Ces épreuves qu’ils ont traversées n’ont pas été choisies, mais subies. Le Mont Blanc, au contraire, résulte d’un choix qui leur appartient. C’est leur décision que de se préparer pour l’ascension. Leur choix, de potentiellement se retrouver en plein mois de juillet sous -15 degrés face à des rafales de vent à 70km/h… Donc malgré des conditions météos parfois difficiles, ils restent étonnement heureux de vivre ça. Je crois que c’est pour eux une manière de reprendre le contrôle de leur vie. De sortir de cette inertie permanente dans laquelle ils se trouvent et qui les consume à petit feu.
Alors que le racisme est assez présent dans la société, quel a été l’accueil localement ?
Quand on a commencé, j’avais des réticences car les pays de Savoie sont des territoires historiquement chauvins avec une population très homogène culturellement et ethniquement. On dit ici qu’il faut trois générations pour être un vrai savoyard… J’ai aussi eu la mauvaise surprise de découvrir un jour dans ma boite aux lettres un article de presse sur YAMBI qui avait été transformé, et qui titrait désormais : « cinq terroristes s’entraînent pour conquérir le monde blanc » au lieu de « cinq réfugiés s’entraînent pour gravir le mont blanc ». Et à la place de nos noms, il était écrit « collabo »… Heureusement le vent à tourné. Aujourd’hui nombreux sont les guides et les bénévoles qui nous contactent pour participer à nos activités. Il y a un élan de solidarité autour de l’association.
« Les jeunes défavorisés ou racisés ont besoin de rôles modèles pour pouvoir s’y sentir à leur place. »
En parlant de « monde blanc », considères-tu que la montagne reste un milieu de personnes blanches ?

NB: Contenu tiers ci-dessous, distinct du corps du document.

PR #1339, opened 2024-03-23
[ENH] Subgradient barycentre averaging

chrisholder:
#### Reference Issues/PRs
This PR relies on PR #1326 and #1327

This PR implements a different way to compute a barycentre using stochastic subgradient. More details of which can be found in the paper: https://www.sciencedirect.com/science/article/abs/pii/S0031320317303163. arxiv version: https://arxiv.org/abs/1701.06393

The high level overview of subgradient barycentre averaging is instead of doing a exhaustive optimisation by looping through every time series in the collection and updating the barycentre gradually, the subgradient approach randomises the collection order and uses a much more aggressive optimisation allowing it to converge much quicker. This does lead to a reduction in the quality of barycentre produced but is significantly faster. 

I will be running experiments in the near future to measure this computation time vs quality of barycentre average produced.

The subgradient supports all the same parameters as the original barycentre average including support for all the same distances.

In addition this PR cleans up the barycentre module and adds a utility function that allows for either the original implementation of the subgradient approach to be easily callable. In addition more tests have been added both for subgradient and the original barycentre average.

I have also ensured the results are the same as tslearn (for dtw as that is the only distance it supports) for correctness.

#### Any other comments?
I did some benchmarking comparing the implementation to tslearn (only for dtw as tslearn only supports dtw) and these were the results for large a collection of time series of shape: n_cases=500, n_channels=1, n_timestamps=500:
```
  Aeon petitjean average time: 20.97852702140808 seconds
  Aeon Subgraident average time: 1.4203758716583252 seconds
  Tslearn petitjean average time: 51.35894193649292 seconds
  Tslearn Subgradient average time: 5.135100698471069 seconds
```

Each approach was run 10 times and the average time was computed.

##### For all contributions

- [x] (OPTIONAL) I've added myself as a `__maintainer__` at the top of relevant files and want to be contacted regarding its maintenance. Unmaintained files may be removed.


chrisholder:
In addition to these change I have also added a new parameter to barycentre averaging called 'init_barycentre' which is the initial barycentre that is refined. Previously it was using the medoids that yields the 'best' results however, was very computationally expensive for minor performance gains. As such I have now added 'mean', 'random' and passing a np.ndarray. 

The 'mean' option takes the mean average of the collection as the initial centre. This is actually recommend by the original paper and is signficantly computationally cheaper than the medoids so has now been set as the new default. 

'random'  selects a random time series as the initial

Finally you can also pass a np.ndarray which is the initial time series for anyone who wants to control the init further.

TonyBagnall:
fantastic work, but have you done any sanity checks for correctness against tsdlearn @chrisholder ? Just one a few, does it produce sensible clusters, as accurate as tslearn etc?

aeon/clustering/_k_means.py
```diff
@@ -8,8 +8,8 @@
 from numpy.random import RandomState
 from sklearn.utils import check_random_state
 
-from aeon.clustering.averaging import _resolve_average_callable
-from aeon.clustering.averaging._barycenter_averaging import VALID_BA_METRICS
```
TonyBagnall, line 12: can you do this through init? how come it is  in from aeon.clustering.averaging._ba_utils import VALID_BA_METRICS
also?

aeon/clustering/averaging/_ba_petitjean.py
```diff
@@ -0,0 +1,147 @@
...
+import numpy as np
+from numba import njit
+
+from aeon.clustering.averaging._ba_utils import (
+    _get_alignment_path,
+    _get_init_barycenter,
+)
+
+
+def petitjean_barycenter_average(
```
TonyBagnall, line 12: I'm not sure I like the naming, firstly I would avoid naming after author unless its standard and secondly, center is spelt incorrectly :) Can this not just be barycentre_average ro barycentre_average_full?

TonyBagnall (dismissed):

aeon/clustering/averaging/_ba_petitjean.py
chrisholder: I think the name petitjean is the only real way to distinguish the difference between the two since it is his method of estimating a barycentre. We also had a conversation about centre vs center and I decided for the package I was going to use center so kwargs and parameters to other packages (like sklearn) is consistent and not confusing.

chrisholder:
I have checked equivalence to tslearn using dtw subgradient. I also compared the averages produced visually which as you can see they seem very sensible and close to what DBA/MBA produces:
image
(DBA/MBA is petitjean BA and SSG is stochastic sub gradient BA)

TonyBagnall (approved):
great stuff

PR #1343, opened 2024-03-26
[ENH] Anomaly detection base class and MERLIN detector

MatthewMiddlehurst:
#### Reference Issues/PRs

Part of #722

This PR implements a base class for anomaly detectors extending from `BaseSeriesEstimator` (can provide more info regarding this base class if requested).  Also implements a basic version of the `MERLIN` algorithm as a test case. Includes testing for the base class and classes which extend from it.

Currently, only takes a single series, either univariate or multivariate. Anomaly detectors return a 1D numpy array which contains booleans, ints for floats. This can be either a true/false for each time point in the input series being an anomaly, or an "anomaly score" for each time point.

`_fit` is optional based on the `fit_is_empty` tag, as well as `y` input for `fit` using the `requires_y` tag.

No

##### For all contributions

- [ ] (OPTIONAL) I've added myself as a `__maintainer__` at the top of relevant files and want to be contacted regarding its maintenance. Unmaintained files may be removed.


aeon/anomaly_detection/base.py
```diff
@@ -0,0 +1,263 @@
...
+                    "Error in input type for y: y input as np.ndarray should be 1D."
+                    + req_msg
+                )
+
+            # check valid dtype
+            fail = False
+            if issubclass(y.dtype.type, np.integer):
+                new_y = y.astype(bool)
+                fail = not np.array_equal(y, new_y)
+            elif not issubclass(y.dtype.type, numpy.bool_):
```
CodeLionX, line 223:
```suggestion
            elif not issubclass(y.dtype.type, np.bool_):
```

aeon/anomaly_detection/base.py
```diff
@@ -0,0 +1,263 @@
+"""Abstract base class for time series anomaly detectors."""
+
+__maintainer__ = ["MatthewMiddlehurst"]
+__all__ = ["BaseAnomalyDetector"]
+
+from abc import ABC, abstractmethod
+from typing import final
+
+import numpy
```
CodeLionX, line 9: Should be unused because you also import `import numpy as np`.

aeon/anomaly_detection/_merlin.py
```diff
@@ -0,0 +1,184 @@
...
+            )
+
+        for i in range(X.shape[0] - self.min_length + 1):
+            if std(X[i : i + self.min_length]) > AEON_NUMBA_STD_THRESHOLD:
+                warnings.warn(
+                    "There is region close to constant that will cause the results "
+                    "will be unstable. It is suggested to delete the constant region "
+                    "or try again with a longer min_length.",
+                    stacklevel=2,
+                )
```
CodeLionX, line 76: Nice 👍🏼  We experienced this _close to constant problem_ in some of our experiments as well. This is an annoyance of many matrix profile-based algorithms.

aeon/anomaly_detection/_merlin.py
```diff
@@ -0,0 +1,184 @@
...
+
+        anomalies = np.zeros(X.shape[0], dtype=bool)
+        for i in indicies:
+            if i != np.nan:
+                anomalies[i] = True
+
+        return anomalies
+
+    @staticmethod
+    def _drag(X, length, discord_range):
```
CodeLionX, line 118: Should we JIT this as well? Looks quite compute heavy.

CodeLionX (approved):
Nice work 👍🏼 I think the proposed API sounds reasonable, and we can accommodate many existing detectors with it.

I did not check the correctness of MERLIN.

aeon/anomaly_detection/_merlin.py
MatthewMiddlehurst: done, not many changes needed.

aeon/anomaly_detection/_merlin.py
MatthewMiddlehurst: Seems a bit sensitive given it does not seem like an uncommon occurrence, but guess as long as theres a warning should be fine 🙂.

MatthewMiddlehurst:
> I did not check the correctness of MERLIN.

I'm still not 100% either, but think it is close. The original code does some strange stuff and uses MATLAB data structures which were a bit difficult to understand. Only had a quick go through really. Will have to thoroughly test at some point, but just an example for the API for now.

CodeLionX (approved):

CodeLionX (approved):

Oui car cette démarche d’inclusion pour rendre la montagne accessible est nouvelle et repose principalement sur des associations comme 82400, En passant par la montagne, ou nous. La montagne s’ouvre, notamment aux femmes, mais il y a encore énormément de travail à faire pour qu’elle soit réellement inclusive. Je crois que les marques et les athlètes issues de la diversité ont un rôle à jouer. Les jeunes défavorisés ou racisés ont besoin de rôles modèles pour pouvoir s’y sentir à leur place.
Comment arbitres-tu entre démocratisation et préservation ? Les deux sont-ils inconciliables ?
Je pense que la montagne est un espace naturel qui appartient à tout le monde comme l’océan et la mer. Tout le monde devrait y avoir accès. En revanche, il est vrai que la montagne est déjà sur-fréquentée et que c’est un problème. Comme bien d’autres choses, nous la consommons à outrance et contribuons à cette dégradation. Face à cela, notre réponse est de développer le volet environnemental pour que nos jeunes comprennent qu’à chaque fois qu’ils y vont, ils la consomment, la fatiguent, l’abîment. Qu’ils doivent être responsables dans cet espace.
Clélia Compas est diplômée de la London School of Economics (LSE). Elle a été consultante en questions migratoires au bureau de l’ONU en Thaïlande avant d’entreprendre un doctorat en Études Migratoires à University of Sussex. Elle a fondé l’association YAMBI en juillet 2020.